Бакунин к тому времени находился уже в Париже, куда прибыл из Брюсселя. Здесь он и дал блестящую отповедь своим гонителям и преследователям, опубликованную в виде письма на имя редактора прогрессивной французской газеты «Реформа»:
«Милостивый Государь! <…> Мое личное положение очень просто. Во время моего пребывания в Германии и в Швейцарии на меня был сделан донос русскому правительству как на близкого друга некоторых немецких публицистов, принадлежащих к радикальной партии, как на автора некоторых журнальных статей, особенно как на приверженца польской нации, столь благородной и столь несчастной, и как на явного врага того гнусного преследования, жертвой которого она продолжает быть; все это вещи очень мало преступные, без сомнения, но, тем не менее, совершенно достаточные, чтобы привести в беспокойство правительство, так ревниво относящееся к любви и уважению своих подданных, как наше.
Раньше мне было объявлено приказание немедленно возвратиться в Петербург, с угрозой, в случае неповиновения, всей строгостью законов. Я знал, что меня ожидает по возвращении. Предпочитая свободный воздух Западной Европы удушливой атмосфере России, я уже очень давно имел твердое намерение навсегда покинуть свое отечество. Я ответил решительным отказом, все последствия которого я предвидел; мне не было неизвестно, что, сообразно законам, которые управляют моей страной, не подчиняясь правительству, я совершал преступление, почти равное оскорблению величества. Я бы не хотел, Милостивый Государь, жаловаться теперь на указ, который, говорят, ведет к лишению меня дворянства и ссылке в Сибирь; тем более, что из этих двух наказаний на первое я смотрю как на настоящее благодеяние, а на второе, как на лишний повод поздравить себя с тем, что я нахожусь во Франции. <…>
В России нет никакой другой хартии, кроме неограниченной воли Императора; что, соединяя согласно основному закону Империи всю политическую власть в своем лице, свободный от всякого контроля, единый принцип всякой законности в России, – Император не уважает ни привилегий, ни прав, и что, следовательно, он есть как на деле, так и по праву абсолютный хозяин над жизнью и честью всех своих подданных без исключения. Мне многого стоит, Милостивый Государь, обнаруживать таким образом печальное положение моего отечества; но я считаю иллюзии опасными. Я думаю, что всегда хорошо говорить истину, потому что только в одной истине можно черпать силы, чтобы сражаться со злом, от которого страдаешь. <…>
Не думайте, Милостивый Государь, что демократия возможна на моей родине. Что касается меня, я совершенно уверен, что это единственная вещь, которая там действительно возможна, и что все другие политические формы, какое бы название они ни принимали, будут так же чужды и ненавистны русскому народу, как и теперешний режим. Ибо русский народ, Милостивый Государь, несмотря на ужасное рабство, которое его давит, и несмотря на палочные удары, которые сыплются на него со всех сторон, имеет инстинкты и ход развития совершенно демократические. Он еще вовсе не испорчен, он только несчастен. В его полуварварской природе есть что-то такое энергичное и такое широкое, такое обилие поэзии, страсти и ума, что невозможно не быть убежденным, зная его, что ему предстоит еще совершить великую миссию в этом мире. Все будущее России заключается в нем, – в этой массе людей, такой многочисленной и такой внушительной, которая говорит одним языком и которая будет скоро, я уверен, воодушевлена одним чувством и одною страстью.
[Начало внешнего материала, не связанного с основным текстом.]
PR #1257, opened 2026-07-30
fix(normalize): stop a repeat's tract span from swallowing a sibling

nh13:
**Stacked on #1256** (which is stacked on #1255) — base is `test/issue-1234-cis-shift-coverage`. Review and merge #1255 → #1256 → this.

Ибо русский народ идет вперед, Милостивый Государь, несмотря на всю злую волю правительства; частичные и очень серьезные возмущения крестьян против своих господ, – возмущения, которые учащаются страшным образом, слишком доказывают это. Не очень далек, может быть, момент, когда они все соединятся в одну великую революцию; и если правительство не поспешит освободить народ, будет много пролито крови. <…>».
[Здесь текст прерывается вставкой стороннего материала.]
PR #1258, opened 2026-07-30
fix(normalize): stop an insertion's junction crossing a sibling

nh13:
**Stacked on #1257** (→ #1256 → #1255). Merge order: #1255 → #1256 → #1257 → this.

Closes out **item 1** of the session retro; **item 2** is handled by an edit to #1257's description.

## What was left

#1257 stops a *deletion* that canonicalises into a whole-tract repeat from swallowing a cis sibling. It re-spells only repeats grown from a deletion, so the two sibling converters — `insertion_to_repeat` and `duplication_to_repeat` — were untouched. Probing them confirmed the identical malformed shape:

```
reference          TTTTTTTTTAATATATTTTA
g.[1_2dup;4T>A]  -> g.[1_9T[11];4T>A]     `4T>A` sits inside `1_9`
g.[2_3insTT;5T>A]-> g.[1_9T[11];5T>A]
```

Probing further turned up a **second, larger** shape that has nothing to do with repeats. An insertion or duplication consumes no reference base, so `clamp_sibling_crossing_shifts` excludes it — deliberately, because a member landing flush against one is the adjacency #999 and #1135 depend on. But its **junction** shifts through a tract like anything else, and carrying it past a base a sibling edits changes what the allele denotes:

```
reference          ACAAAAAAAACGTACGTACG        A-run at 3-10
g.[2_3insA;5A>G] -> g.[5A>G;10dup]             junction moved 2|3 -> 10|11
input applied      ACAAAGAAAAACGTACGTACG
output applied     ACAAGAAAAAACGTACGTACG       ← the substituted base moved
```

Disjoint, warning-free, well-formed, wrong. The silent shape, for insertion-like edits.

## The fix

**Demotion widened.** A repeat grown from a `dup` or `ins` is re-spelled as the equivalent 3'-most **duplication** (the deletion case re-spells to a deletion). Length comes from the member's own pre-normalization form — span length for a `dup`, sequence length for an `ins`.

**Junction clamp.** An insertion-like member's junction may reach a sibling's 5' edge but not pass it. For a sibling claiming `[s, e]`, a 3'-shifted junction stops at `s - 1`. That bound *is* the #999 adjacency — its insertion lands at `306|307` against a substitution at `307`, the last position the rule permits — so the collapse still fires. Verified by brute force that `s - 1` is exactly the 3'-most sequence-preserving junction, not a conservative under-shift.

A junction sits immediately 3' of one position: `end` for a duplication, `start` for an insertion (whose span is the gap).

## Measured

276,480 two-member cis alleles — `del`/`dup`/`ins` first member × `del`/`sub` sibling × both shuffle directions — applying both sides to the reference independently of the normalizer:

| first member | overlapping before → after | sequence-changed before → after |
| --- | --- | --- |
| `del` | 0 → 0 | 0 → 0 |
| `dup` + `sub` | 316 → **0** | 554 → **0** |
| `dup` + `del` | 370 → **0** | 151 → 74 |
| `ins` + `sub` | 316 → **0** | 328 → **0** |
| `ins` + `del` | 316 → **0** | 0 → 0 |
| **total** | **1,318 → 0** | **1,033 → 74** |

Diffing the failing-case sets: **zero newly-failing cases**. The 74 are a strict subset of what already failed, so nothing regressed to reach this.

## The clamp is 3'-only — and the 5' case is unsolved, not merely unwritten

I wrote the 5' mirror first. It measured **worse than useless**: it fixed cases but turned **80 previously-correct** outputs into silently wrong ones, because a duplication's span and its junction move together under a 5' shift, so bounding the junction mis-places the copy. Net counts favoured shipping it (2,351 bad → 154). Introducing new silent corruption does not, and that is precisely the trade I argued against when closing #1236. It was **removed as defective**, not deferred. Removing it took the residual from 154 to 74 and the regressions from 80 to 0.

A 5' junction **does** cross, in a shape that mirror would not have caught either — when the sibling is **upstream** and the junction travels toward it:

```
reference        ACAAAAAAAACGTACGTACG        A-run at 3-10
g.[4A>G;9dup]    applies to  ACAGAAAAAAACGTACGTACG
normalizes to    g.4_5insG   ACAAGAAAAAACGTACGTACG   ← different
```

**The sweep in this PR cannot see that**, and that is worth stating plainly: it always places the sibling *downstream* of the first member, so under 5' shuffle the member travels away from its sibling and can never cross it. Three hand-built upstream cases fail, identically on #1257 and on this branch — pre-existing, neither fixed nor worsened here, and pinned as currently-wrong by `a_five_prime_junction_with_an_upstream_sibling_is_a_known_gap` so the blind spot is recorded rather than implied by an unqualified "0".

## The 74 residual

One shape, characterised rather than waved at: a 5'-shuffled duplication beside a deletion, where the merge cancels part of the duplicated sequence against the deletion and emits a shorter duplication in the wrong place.

```
reference        TTATTTAAATAAAAATAAAA
g.[6_7dup;9del]  applies to  TTATTTATAATAAAAATAAAA
normalizes to    g.4dup      TTATTTTAAATAAAAATAAAA   ← different
```

Distinct mechanism from the junction rule (it is the dup/deletion cancellation path, #1135 territory), pre-existing, and **pinned as currently-wrong** by `a_five_prime_duplication_beside_a_deletion_is_a_known_residual` — so whoever fixes it gets a loud failure and a pointer to re-enable the shape in the sweep. The sweep excludes it from the sequence assertion only; it must still never overlap.

## Verification

| gate | result |
| --- | --- |
| `cargo nextest run --features dev` | **8822/8822** |
| `FERRO_ASSERT_IDEMPOTENT=1` full suite | **8822/8822** |

#999 and #1135 pass unchanged, which is the load-bearing check — both depend on an insertion shifting to become flush with a neighbour, and the junction rule is built to permit exactly that.

**Not run: reference-backed conformance.** Both reference volumes are offline on this machine. This PR changes source, so that is a real gap — check the nightly reference job before merge, same caveat as #1257.

## Reading order

`clamp_sibling_crossing_junctions` in `src/normalize/merge.rs` (the junction rule and why it is 3'-only), then the widened `demote_repeats_spanning_siblings` above it, then the call sites in `src/normalize/mod.rs`, then the tests.

### DIFF
--- a/src/normalize/merge.rs
+++ b/src/normalize/merge.rs
@@ -1768,20 +1768,34 @@ pub(crate) fn demote_repeats_spanning_siblings(
         let (Some(b), Some(a)) = (pre[i].as_ref(), post[i].as_ref()) else {
             continue;
         };
-        // Only a repeat that grew out of a plain deletion is re-spellable.
+        // Only a repeat is re-spellable, and only back into the kind of edit it
+        // grew out of.
         if !matches!(
             cis_axis_parts(&after[i], kind).map(|(_, _, _, _, e)| e),
             Some(NaEdit::Repeat { .. })
-        ) || !matches!(
-            cis_axis_parts(&before[i], kind).map(|(_, _, _, _, e)| e),
-            Some(NaEdit::Deletion { .. })
         ) {
             continue;
         }
-        let deleted = b.end - b.start + 1;
-        // The equivalent deletion is the 3'-most `deleted` bases of the tract.
-        let start = a.end - deleted + 1;
-        if deleted <= 0 || start < a.start || b.region != a.region {
+        let Some(source) = cis_axis_parts(&before[i], kind).and_then(|(_, _, _, _, e)| match e {
+            // A deletion removes the bases under its span.
+            NaEdit::Deletion { .. } => Some((RepeatSource::Removed, b.end - b.start + 1)),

В Париже Бакунин тотчас же развил активную деятельность. Его по-прежнему тянуло к социалистам и коммунистам всех мастей. Он встречался с Этьеном Кабе – автором знаменитого утопического романа «Путешествие в Икарию», с Виктором Консидераном – последователем великого утописта Шарля Фурье и после смерти последнего лидером европейских фурьеристов, с христианским социалистом Фелисите Робером де Ламенне и с либеральным социалистом Луи Бланом. Наконец, именно здесь, в Париже, состоялось его личное знакомство с Карлом Марксом. Жизнь Михаила в Париже описана многими мемуаристами. Среди них Авдотья Яковлевна Головачева (1819–1893), бывшая в описываемый период женой И. И. Панаева, а в дальнейшем ставшая гражданской женой Н. А. Некрасова. В 1845 году она оказалась в Париже как путешественница. Наблюдательная женщина и писательница, пользовавшаяся популярностью у невзыскательного читателя, она обратила внимание на ряд таких деталей, какие наверняка прошли бы мимо внимания мужчин. Один из эпизодов касается их общего знакомого В. П. Боткина, неуклюже подшутившего над Бакуниным во время совместного обеда в ресторане.
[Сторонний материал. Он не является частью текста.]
PR #1350, opened 2026-08-03
fix(normalize): bound a cis junction's 5' shift at its siblings

### LINKED ISSUE #1267: Normalizer: 5'-shifted insertion junction crosses an upstream sibling (and the sweeps cannot see it)

nh13:
Closes #1267.

## What was wrong

Under 5' shuffle, a junction-occupying cis member swept past an upstream sibling, moving its payload from one side of the sibling to the other. The result stays well-formed, its members disjoint, and no warning fires — it simply denotes different bases.

```
reference          ACAAAAAAAACGTACGTACG      A-run at 3-10
g.[4A>G;9_10insA]  applies to  ACAGAAAAAAACGTACGTACG
emitted g.4_5insG              ACAAGAAAAAACGTACGTACG   <- the substituted base moved
```

`clamp_sibling_crossing_junctions` already documented the rule for **both** directions — "a junction may reach a sibling's 5' edge but not pass it: for a sibling claiming `[s, e]`, a 3'-shifted junction must stay at or below `s - 1`, and a 5'-shifted one at or above `e`" — and implemented only the 3' half. This mirrors it. Output is now `g.3_4insG`, which denotes the input's bases.

This is user-reachable, not a test-only mode: `ferro normalize --direction 5prime` and `direction="5prime"` in the Python bindings.

## The issue and two code comments described the mover wrongly

Both said the shape needed no bound because a pure `Insertion` has a zero-width span with "nothing for a sibling to land on." That is true only of the *input* form. The member canonicalises to a duplication before it settles:

```
alone, 5' shuffle:   g.9_10insA  ->  g.3dup        g.16_17insCAG  ->  g.11_13dup
```

Which is also why the span clamp cannot take it: the member *grew*, and a member that grew is refused there for the reasons #1266/#1279 measured. Three separate gates declined this shape, not one.

## Two bounds were needed, not one

Bounding against base-claiming siblings fixed exactly half the measured cases — the tract census went `{15: 100, 36: 16}` to `{15: 50, 36: 8}`. The other half's sibling was a `dup` or an `ins`: junction-occupying, so invisible to `claims_bases`. Mirroring the junction-vs-junction bound (#1290) closed the rest.

Worth noting for its own sake: pinning that census **per sibling position** rather than as a total is what made the second half visible. A scalar would have read as "half fixed, keep going" with no indication of where the remainder lived.

## An admission test was implemented, then refuted by measurement

The first version restricted the 5' half to members the input spelled as an `Insertion`, on the reading that a duplication's span and junction move together so bounding the junction mis-places the copy. Measured against a purpose-built sweep of duplication movers with an upstream sibling:

| | cases | sequence-changing |
|---|---|---|
| restricted to input insertions | 73,376 | **12** |
| unrestricted | 73,376 | **0** |

The gate was not protecting duplication movers from a bad bound — it was excluding them from a good one and leaving twelve broken (`g.[3dup;2_3insTT]` -> `g.[1dup;2_3insTT]`, payloads reordered). So there is no gate, and neither direction consults the input's encoding to decide the output. One of the twelve is pinned by `a_duplication_junction_does_not_cross_an_upstream_junction_sibling`, which fails if the gate is reintroduced.

A first attempt at a guard for that gate passed with the gate both on and off — a restatement, not a guard. Noticing that is what prompted the sweep.

**#1259's 80 regressions do not bear on this rule.** That mirror bounded the junction against a sibling the member was moving *away* from, not one it was moving *toward* — a different rule. #1267's body says so; the code comment did not, and read as a general warning against any 5' bound.

## Test changes

- `a_five_prime_insertion_junction_with_an_upstream_sibling_is_a_known_gap`, which pinned the wrong output, is replaced by `an_insertion_junction_does_not_cross_an_upstream_sibling` asserting sequence preservation in both member orders.
- Two new positive pins for the junction-sibling half and the duplication-mover half.
- The tandem sweep no longer **excludes** the 5' insertion-junction shape and count it: with the residual at zero the exclusion is gone, so a regression there reports the offending descriptions instead of incrementing a bucket. `TRACT_FIVE_PRIME_INSERTION_SEQUENCE_CHANGES_BY_POSITION` is removed, its history kept in a comment.
- #1267 leaves `rewrite_target_corpus.rs`'s PARTITION target list, per that file's own assert-then-flip contract — its guard fired with exactly the instruction it was written to give.

## Verification

| gate | result |
|---|---|
| tract census (116 cases at positions 15 and 36) | **0** |
| `FIVE_PRIME_DUP_DEL_SEQUENCE_CHANGES` | still `0` |
| two-member sweep, 276k cases | green |
| dup-mover upstream-sibling sweep, 73,376 cases (throwaway probe) | 0 sequence-changing, 0 non-applying |
| full suite, `FERRO_ASSERT_IDEMPOTENT=1 FERRO_ASSERT_REPARSE=1` | **9174 passed** |
| conformance axis, manifest-backed | **260 passed** |
| `cargo fmt --check`, `clippy --features dev --all-targets -D warnings`, `cargo check --features python` | clean |
| `tests/proptest-regressions/` | unchanged — no strategy touched |

## Relationship to #1235

The rule is spelling-independent, so unlike the gate that was refuted there is nothing here the sequence-first rewrite needs to delete on principle. It remains a repair pass, and the rewrite should still dissolve the need for it: partitioning derives the payload's position instead of moving it. Note the rewrite does not make the problem vanish — #1235's step 3 still shifts derived pieces, so "a shifting piece must not cross its neighbour" survives as one uniform rule over derived pieces rather than a kind-by-kind test.

---

## Review round 2

No unresolved review threads. Two findings from the CodeRabbit CLI lens, one applied, one rejected — plus one the lens did not name.

### Applied: the new #1267 test could not fail

`an_insertion_junction_does_not_cross_an_upstream_sibling` asserted only that the output denotes the same sequence as the input, via `apply()`. An output *identical to the input* satisfies that trivially — and that is exactly what a clamp which failed to fire would produce. So the test could not distinguish "bounded correctly" from "nothing happened", which is a poor guard for the defect this PR exists to close.

Now pins the canonical output — `TEMPLATE:g.3_4insG` for both member orders, the junction landing at `3|4`, one short of the substituted base at 4, where it coalesces with the sibling — plus an explicit `assert_ne!(actual, input)`. The `apply()` comparison is kept as the supplementary check.

### Also fixed: that test's comment contradicted this PR's own implementation

Not flagged by either lens. The comment said the 5' half is *"admitted only for a member the input spelled as an insertion"* — but `clamp_sibling_crossing_junctions`'s own comment in this same diff records that exact restriction being **tried and refuted by measurement** (over 73,376 duplication-mover cases the unrestricted bound leaves zero sequence changes, the restricted form twelve) and concludes "the direction is simply mirrored". The test comment described the approach that was abandoned. Corrected to match, and it now cites the measurement.

### Rejected: replace the `five_prime` branches with a direction abstraction

The suggestion is to introduce a `ThreePrime`/`FivePrime` enum with helpers for the crossing check, the one-short bound, the restrictive-bound selection and the search order, replacing the five `if five_prime` sites.

Declined, with reasons rather than by omission. It is a pure structural refactor of code this PR has just made correct and covered: no behaviour would change, each branch is individually documented, and the mirrors were verified by reading them against each other (`onto_bases` maps to `s.end` under 5' against `s.start - 1` under 3'; `swept` is `[after, before)` against `(before, after]`; the one-short bound is `junction + 1` against `junction - 1`; the selection is `max` against `min`; the search walks up from the floor against down from the ceiling). Folding a refactor of the normalize core into a behaviour fix also cuts against keeping functional and structural changes in separate PRs. Worth doing on its own if the parallel branching grows further; not worth the risk attached to this change.

### Interaction with #1337, which is already on `main`

Recorded because no single PR's CI can see it. #1337 pinned this exact shape as a known gap:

«Раз за обедом, – рассказывает Панаева, – он [Боткин] стал укорять в попрошайстве Бакунина, который, не получая денег из России, сидел без копейки и занял у него 50 франков. Меня это страшно возмутило, и я высказала, что приятелям Бакунина стыдно не помочь ему, когда они сами тратят по сто рублей на ужины и обеды для первой встречной на улице француженки. Все пришли в изумление от моих слов, привыкнув, что я всегда молчала; но мое терпение лопнуло. На каждом шагу я видела красноречивое противоречие их поступков с проповедуемыми ими возвышенными, гуманными воззрениями на вещи. Но, главное, все присутствующие знали, что Бакунин потому сидел без копейки, что спас одно русское семейство от голодной смерти; он заплатил долг соотечественника, который давно уже жил в Париже на трудовые гроши, но заболел, пролежал больной два месяца, вследствие чего задолжал, и его хотели посадить в тюрьму; тогда жена и дети должны были бы идти просить милостыню».
Авдотья Панаева неоднократно встречалась с Бакуниным, в том числе и у него на квартире, познакомилась благодаря ему с молодым тогда еще Джузеппе Гарибальди – будущим национальным героем Италии. Перед отъездом Авдотьи Яковлевны в Россию Бакунин попросил ее передать привет Белинскому и какое-то деловое предложение. Вот что рассказывает об этом сама Панаева:
«Бакунин при прощании просил меня сообщить Белинскому об одном проекте, который он задумал. Он часто говорил со мной о Белинском и сожалел, что тот напрасно тратит свои силы и способности, пытаясь втиснуть в узкую рамку литературы свою деятельность, что его могут удовлетворять односторонние литературные интересы.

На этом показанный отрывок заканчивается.